Good questions this week and I’m feeling long-winded, so let’s get to it.
Q: We always seem to take it out on the 1.5-mile tracks as being uninteresting and of the cookie-cutter style. Actually, weren’t these type of tracks all built because, at one time, all the 1.5-milers provided really great door-to-door racing? (And one could include the two-milers in this group also.)
Me thinks it’s the cars of today that have ruined the tracks, not the tracks themselves – with maybe an exception here and there. – Doug I.
A: And me thinks it was ISC’s and SMI’s intention to adhere to the “bigger is better” philosophy when constructing these temples of speed. The tracks weren’t built with competition in mind, they were constructed with capacity and entertainment opportunities as the focus. The more seats you could squeeze in that had a clear sightline to the start-finish line in the tri- or quad-oval, and the more varied options NASCAR’s “new fan” (at the time) had at his or her disposal, the more apt the track was to turn monstrous profits.
The fact that open-wheel cars could also run on the big 1.5- and 2-milers was even better, because we were told (and sometimes still are) that it’s impossible to make money on just one or two major-league stock car weekends per year. That point, in my mind, is up for debate – but that’s not at question here.

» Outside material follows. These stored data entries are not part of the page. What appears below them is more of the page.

PR #230, opened 2019-12-12
[WIP]  Py3

smotornyuk:
Just changes mentioned in [Migration guide](https://github.com/ckan/ckan/wiki/Migration-guide-for-extensions#step-by-step-workflow). For now, the only CLI command exposed as separate entry-point - `ckanext-scheming show`. But after https://github.com/ckan/ckan/pull/5112 i'm going to use `IClick` instead. In addition, there will be some changes to tests, after pytest adoption.


bin/travis-build.bash
```diff
@@ -21,7 +21,7 @@ fi
 
 python setup.py develop
 
-if [ -f requirements-py2.txt ]
+if [ -f requirements-py2.txt ] && [ $CKANVERSION != 'master' ]
```
wardi: this should be testing the python version not the ckan version, right?

ckanext/scheming/commands.py
```diff
@@ -25,41 +23,17 @@ class SchemingCommand(CkanCommand):
...
-
-                for field_name in field_names:
-                    if s[typ].get(field_name):
-                        if field_name == 'resource_fields':
-                            print " * " + json.dumps("resource")
-                        for field in s[typ][field_name]:
-                            print "   - " + json.dumps(field['field_name']),
-                            print scheming_language_text(field.get('label'))
-            print
+            print(self.__doc__)
```
wardi: I'm fine with removing the scheming cli instead; it does nothing that you can't already do with the API now.

ckanext/scheming/helpers.py
```diff
@@ -275,7 +280,7 @@ def date_tz_str_to_datetime(date_str):
         microseconds = int(m.groupdict(0).get('microseconds'))
         time_tuple = time_tuple[:5] + [seconds, microseconds]
 
-    final_date = datetime.datetime(*map(int, time_tuple))
+    final_date = datetime.datetime(*list(map(int, time_tuple)))
```
wardi: this `list()` is unnecessary. Even better would be
```python
final_date = datetime.datetime(*(int(x) for x in time_tuple))
```
then we could remove the `import map` above

ckanext/scheming/plugins.py
```diff
@@ -22,8 +25,6 @@
     add_template_directory,
 )
 
-from paste.reloader import watch_file
```
wardi: @smotornyuk this was the hook I was talking about on Tuesday. We need one of these on flask. Would be a good candidate for addition to ckantoolkit

ckanext/scheming/plugins.py
```diff
@@ -426,9 +439,9 @@ def _field_validators(f, schema, convert_extras):
     if 'validators' in f:
         validators = validators_from_string(f['validators'], f, schema)
     elif helpers.scheming_field_required(f):
-        validators = [not_empty, unicode]
+        validators = [not_empty, str]
```
wardi: `unicode_safe` would be a better choice than `str`.

ckanext/scheming/templates/scheming/form_snippets/license.html
```diff
@@ -9,7 +9,7 @@
 {%- if field.get('sorted_choices', true) -%}
     {%- set licenses = licenses|sort -%}
 {%- endif -%}
-{%- for license_desc, license_id in licenses -%}
+{%- for license_id, license_desc in licenses -%}
```
wardi: is this just a separate bug fix?

ckanext/scheming/tests/mock_pylons_request.py
```diff
@@ -1,3 +1,4 @@
+from builtins import object
```
wardi: what's this for?

ckanext/scheming/validation.py
```diff
@@ -310,7 +311,7 @@ def get_validator_or_converter(name):
     Get a validator or converter by name
     """
     if name == 'unicode':
-        return unicode
+        return str
```
wardi: `six.text_type`?

wardi:
@smotornyuk looks great so far!

ckanext/scheming/templates/scheming/form_snippets/license.html
smotornyuk: Yes,  we are no longer passing licenses as `c.attribute` with `dataset` Blueprint - but this change shouldn't be here, because it's not compatible with older CKAN versions. I'll remove it

ckanext/scheming/tests/mock_pylons_request.py
smotornyuk: It's auto-fix provided by the `future` library - it provides exactly the same `object` for python2 as the one from python3. I don't think that we are relying on some low-level behavioral patterns of `object` that may be changed in python3, so it's likely to be unnecessary.

bin/travis-build.bash
smotornyuk: Completely agree

ckanext/scheming/commands.py
smotornyuk: The less code, the better

ckanext/scheming/plugins.py
smotornyuk: I haven't yet a chance to check werkzeug's observers, but it seems that they are not exposing any handles to the outside world.

While `paste` has this `watch_file`, that internally call function, that reloads server, `Flask` requires the complete list of watched files that are registered during server startup. If it's true than having something like `watch_file` inside `ckantoolkit` can cause a lot of problems - it must be called only on the initialization stage, not in runtime, but people definitely will call it everywhere. In that case, it would be safer to use only paths\globs specified statically in the config file and don't introduce any programmatical way to control server reloading.

Theoretically, we can patch `config` object and touch any source file\config file - thus Flask's observer will trigger reload, thinking that config\code was modified, and will fetch all the changes, but it's too tricky solution for keeping it in code.

smotornyuk: PS I hadn't completely removed this watcher - there is an attempt to use it in on L380. So, existing CKAN versions still support reloading and we still have time to include solution into the upcoming version

bin/travis-build.bash
```diff
@@ -41,7 +48,12 @@ sudo -u postgres psql -c 'CREATE DATABASE ckan_test WITH OWNER ckan_default;'
 
 echo "Initialising the database..."
 cd ckan
-paster db init -c test-core.ini
+if [ $CKANVERSION == 'master' ]
+then
+    ckan -c test-core.ini db init
```
wardi: should be checking > '2.8' instead

ckanext/scheming/plugins.py
```diff
@@ -1,6 +1,8 @@
 #!/usr/bin/env python
 # encoding: utf-8
 
+from future import standard_library
+standard_library.install_aliases()
```
wardi: is this necessary? `install_aliases` does a ton of monkey-patching and module re-loading, would be nice to avoid if we can.

smotornyuk: it enables `urllib` alias for python2 - https://github.com/ckan/ckanext-scheming/pull/230/files/696c4295343925925bb18bfe580c04714a0c8fd4#diff-83fc01bdddb5a3e63073f84bc5f67fa1R388

I'll change it to `six` version  - looking on it from the perspective of all migrated extension, now i see, that it probably would be better not to use `future` library as almost everything available in six or via some polyfill.

wardi: Thanks! When I was testing install_aliases in another package it seemed like it caused more problems than it solved.

bin/travis-build.bash
smotornyuk: Good point. I'll use `2.9` instead, as in 2.8 we were mainly using paster. For the consistency, I'll leave single bracket there, but it will result in a bit ugly condition block:
`if [ $CKANVERSION \< '2.9' ]...`
In this case, `<` must be escaped, otherwise, it will work as input redirect. double-brackets would solve the problem, but we are using single-brackets in all the extensions and I'm not so confident in my sh knowledge to guarantee, that switching into a bit different command won't create unexpected side-effects.

ckanext/scheming/plugins.py
smotornyuk: Unfortunately, i've just got another proof of your words. [This issue in ckanext-dcat](https://github.com/ckan/ckanext-dcat/issues/179) was caused by using `future.install_aliases` :sob: 
Dev from our team was going to create PR with fix into ckanext-dcat, and I have to update all my pending PRs into extensions, removing `future`.

smotornyuk:
Yay, green tests for public versions. tomorrow I'm going to start working on adapting nosetests to pytest format

smotornyuk:
Tests on the master are passing with python 2. @wardi , Should I configure Travis for running tests on python 3, or you prefer waiting till CKAN 2.9 public announce?

smotornyuk:
@wardi , ready for review

amercader:
Woo, great work @smotornyuk

test-requirements.txt
```diff
@@ -1,2 +1,3 @@
 factory-boy==2.1.1
 mock==2.0.0
+bs4
```
wardi: looks like the correct name for this package is beautifulsoup4

https://pypi.org/project/bs4/

PR #233, opened 2019-12-23
Improvement: Add support for organization image file uploads.

boykoc:
This PR creates a new form template and preset to handle Organization logo file uploads. 

After reviewing core CKAN templates I noticed some differences in some variables and calling of the `form.image_upload` macro between resources and organization uploads.

**Current Behaviour:**
Using the existing `upload.html` template and related preset does not properly upload organization logos. The file name is not put through the validators, and the frontend is not able to locate the file on the server ( e.g. `adsffffdsfddsf`). However, there does not seem to be any errors thrown. The form submits successfully and the image display name is saved as the file name (before validation).

**Expected Behaviour:**
User should be able to upload an image to an organization, have it's validators run, and be visible on the frontend.

### DIFF
--- a/README.md
+++ b/README.md
@@ -222,6 +222,8 @@ This extension includes the following presets:
 * `"dataset_organization"` - organization validation and form select box
 * `"resource_url_upload"` - resource url validaton and link/upload form
   field
+  * `"organization_url_upload"` - organization url validaton and link/upload form
+  field
 * `"resource_format_autocomplete"` - resource format validation with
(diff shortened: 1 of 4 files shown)


wardi:
@boykoc thank you!

Would you be able resolve the conflict and update the corresponding test under tests/nose (we now have two copies of all our tests for ckan master/python3 compatibility)

boykoc:
@wardi sure thing

PR #241, opened 2020-04-14
Restore licenses in v2.9

smotornyuk:
In CKAN 2.9 license options for the dataset form are generated [in template](https://github.com/ckan/ckan/blob/master/ckan/templates/package/snippets/package_basic_fields.html#L36) and there is no `c.licenses`. Helper function in v2.9 generate slightly different result from what we have in previous versions, so it would be safer to reproduce old behavior and add `c.licenses` via `setup_template_variables`. Personally, I'd like to use logic from the master, but it will break existing overrides to `license.html` . So, it can't be helped and we must add `license` into `c` object.

### DIFF
--- a/ckanext/scheming/tests/test_form.py
+++ b/ckanext/scheming/tests/test_form.py
@@ -86,6 +86,18 @@ class TestDatasetFormNew(object):
         form = BeautifulSoup(response.body).select_one("#resource-edit")
         assert form.select("input[name=camels_in_photo]")
 
+    @pytest.mark.ckan_config("scheming.dataset_schemas", "ckanext.scheming:ckan_dataset.json")
+    def test_dataset_form_includes_licenses(self, app, sysadmin_env):
+        """Starting from CKAN v2.9, licenses are not available as template
+        variable and we are extendisn
+        `DefaultDatasetForm::setup_template_variables` in order to change
+        it.
+        """
+        response = app.get(url="/dataset/new", extra_environ=sysadmin_env)
+        page = BeautifulSoup(response.body)
+        licenses = page.select('#field-license_id option')
+        assert licenses
+
 
 @pytest.mark.usefixtures("clean_db")
 class TestOrganizationFormNew(object):
--- a/ckanext/scheming/plugins.py
+++ b/ckanext/scheming/plugins.py
@@ -9,6 +9,7 @@ from functools import wraps
 import six
 
 import ckan.plugins as p
+import ckan.model as model
 from ckan.common import c
 try:
     from ckan.lib.helpers import helper_functions as core_helper_functions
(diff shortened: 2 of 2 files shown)


ckanext/scheming/tests/test_form.py
```diff
@@ -86,6 +86,18 @@ def test_resource_form_includes_custom_fields(self, app, sysadmin_env):
         form = BeautifulSoup(response.body).select_one("#resource-edit")
         assert form.select("input[name=camels_in_photo]")
 
+    @pytest.mark.ckan_config("scheming.dataset_schemas", "ckanext.scheming:ckan_dataset.json")
```
wardi, line 89: @smotornyuk this line has a side effect that seems to remove this settings from the ini for later tests https://travis-ci.org/github/ckan/ckanext-scheming/jobs/677860586 . Seems like a bug..

smotornyuk: Not exactly. Tests must be as independent as possible. But there are a few places in CKAN, which make "pure" testing a bit difficult. Most noticeable are singleton( model.Session, g, etc.) and memoization(`logic.get_action` memoizes all the actions, similar things done for auth functions and licenses). 

In this particular case, you are using `LocalCKAN` in `TestDatasetSchemaLists::test_dataset_schema_list`, which just calls `logic.get_action` internally. `get_action` reuses existing actions cache, left by the previous test, with only `ckan_dataset` schema enabled. As all the actions are cached and you have to explicitly rebuild this cache in every separate test(or use `environment.update_config`). Otherwise, it won't be a "pure" test. That's why I'm usually using the `app` fixture - it automatically recreating the test application for each test. 

And if you change the following:
```python
    def test_dataset_schema_list(self):
```
to
```python
    def test_dataset_schema_list(self, app):
```
the test will pass because the `app` fixture recreates the test app and build a completely new action cache, correct for the current list of enabled schemas.

smotornyuk: PS there are two common strategies for making tests "pure" - **setup** before the actual test, or **teardown** after the test. Yes, you can do both, but it's usually required only if you definitely need to do some clean-up(remove temporary files). 
Personally I prefer to rely on **setup** - you just preparing everything before the test is executed, so it will give you consistent results, no matter what was done before the test. And you can check artifacts(DB records, files) when the test is passed/failed if there is no clean-up afterward.
On the other hand, if you use **teardown**, you are removing garbage after the test, but in the beginning, there is no clean-up and, in such a way, you are expecting that previous test was successfully cleaned everything - this makes tests coupled and less "pure".

As I said, **setup** and **teardown** may be used together. But for making tests independent, only first is required, and usually its more than enough. For example, there is not much sense in rebuilding the database BEFORE and once again AFTER tests. If you running tests inside the container, it will be dropped anyway. If you running tests locally, DB will be rebuilt the next time, as a part of **setup** in consequent test runs.

wardi: thanks @smotornyuk that explains it

PR #242, opened 2020-04-18
pytest everything

wardi:
use pytest for all supported versions of ckan


shevron:
Hi, since this is extremely useful to me I created a stand-alone pytest plugin that wraps your code and can be used on any CKAN extension: https://github.com/datopian/pytest-ckan . 

Would love to hear any comnents or feedback.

You also asked if at one time, the 1.5-mile tracks (I’m thinking the original ones – Atlanta, Lowe’s, Michigan… heck, I’ll throw Darlington in there) provided better racing. Well, up until the early ’80s, when NASCAR’s original Car of Tomorrow debuted (1981), we rarely saw more than three or four cars on the lead lap at the end of an event staged at a 1.5-miler.
Through the ’80s, ’90s and into this century, the standard car provided varied results on the intermediate tracks, the same as it did on the short tracks and road courses. I’ve always held fast to the belief that any race could be a thrilling, edge-of-your-seat duel or an absolute blowout (think Matt Kenseth when he led 415 laps at Bristol – Bristol of all places! – in the spoilered cars in 2005, before the repave).
As with most anything in NASCAR, I think it’s a little of both – track and car. Much like the rulebook, there is very little that is black and white in the world of NASCAR.
Q: Hi Matt. My question is why would Hall of Fame Racing take Joey Logano out of the No. 96 car? Is this a directive of Joe Gibbs, or is HoF acting on its own? Logano got off to a bad start, but he’s only 18! Isn’t it best for them all to let him finish out the season there? – Calico99
A: Well, the Logano story was still breaking at the time of this article being penned, so the Whys, Whats, and Hows are still a bit sketchy. My take is that Hall of Fame Racing was getting more pub out of having Logano in the car than at any time since Terry Labonte fuel-mileaged it to a third-place finish at Infineon in 2006.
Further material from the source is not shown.